> [Instructions for the task]
What you return must match the listing word for word.

> [Data for processing]
PR #3284, opened 2021-05-20
Some small cleanups in GasLiftWellState

akva2:

PR #3286, opened 2021-05-20
GasLiftSingleWell: split typetag independent code to separate class 

akva2:
Sits on top of https://github.com/OPM/opm-simulators/pull/3284


totto82:
@akva2 The gaslift code is still under development. I would appreciate if we can hold merging this until we finish the development.

akva2:
i can wait but that is rather backwards. It is precisely during development you want to avoid all the full rebuilds..

totto82:
Good point. I thought the PR was in its making, and wanted to avoid yet another rebase. But we found some remaining  issues that needs to be addressed first so maybe it make sense to merge this first.  What do you think @hakonhagland?

hakonhagland:
> It is precisely during development you want to avoid all the full rebuilds..

@akva2 I am not sure exactly what this means? What is the problem with the current code using the type tag? Is this PR making the compilation faster or is it something else? Thanks.

akva2:
by putting the code in a separate compile unit, when you change the code, only that cpp file is rebuilt, not the entire simulator.

hakonhagland:
> What do you think hakonhagland?

@totto82 and @akva2 Maybe we can merge this into master, and after that I rebase our current work on this?

totto82:
jenkins build this please

totto82:
Lets merge this when its green.

bska:
> Let's merge this when its green.

It's green now.  I'll merge into master.

PR #3290, opened 2021-05-24
Use WellContainer<double> for RS / RV

joakim-hove:


joakim-hove:
jenkins build this please

PR #3295, opened 2021-05-25
Assemble all non-wellcontainer WellState members

joakim-hove:
Minor minor - just assemble all the `WellState`members which are not/will not become `WellContainer`members in one place


joakim-hove:
jenkins build this please

PR #3298, opened 2021-05-25
fixed: do not use Opm:: prefix when inside namespace Opm

akva2:


akva2:
jenkins build this please

joakim-hove:
I'll merge this now. Would it make sense to take this further and move code out from the `ebos/` directory in the repository?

> [Exercise result]
PR #3284, opened 2021-05-20
Some small cleanups in GasLiftWellState

akva2:

PR #3286, opened 2021-05-20
GasLiftSingleWell: split typetag independent code to separate class 

akva2:
Sits on top of https://github.com/OPM/opm-simulators/pull/3284


totto82:
@akva2 The gaslift code is still under development. I would appreciate if we can hold merging this until we finish the development.

akva2:
i can wait but that is rather backwards. It is precisely during development you want to avoid all the full rebuilds..

totto82:
Good point. I thought the PR was in its making, and wanted to avoid yet another rebase. But we found some remaining  issues that needs to be addressed first so maybe it make sense to merge this first.  What do you think @hakonhagland?

hakonhagland:
> It is precisely during development you want to avoid all the full rebuilds..

@akva2 I am not sure exactly what this means? What is the problem with the current code using the type tag? Is this PR making the compilation faster or is it something else? Thanks.

akva2:
by putting the code in a separate compile unit, when you change the code, only that cpp file is rebuilt, not the entire simulator.

hakonhagland:
> What do you think hakonhagland?

@totto82 and @akva2 Maybe we can merge this into master, and after that I rebase our current work on this?

totto82:
jenkins build this please

totto82:
Lets merge this when its green.

bska:
> Let's merge this when its green.

It's green now.  I'll merge into master.

PR #3290, opened 2021-05-24
Use WellContainer<double> for RS / RV

joakim-hove:


joakim-hove:
jenkins build this please

PR #3295, opened 2021-05-25
Assemble all non-wellcontainer WellState members

joakim-hove:
Minor minor - just assemble all the `WellState`members which are not/will not become `WellContainer`members in one place


joakim-hove:
jenkins build this please

PR #3298, opened 2021-05-25
fixed: do not use Opm:: prefix when inside namespace Opm

akva2:


akva2:
jenkins build this please

joakim-hove:
I'll merge this now. Would it make sense to take this further and move code out from the `ebos/` directory in the repository?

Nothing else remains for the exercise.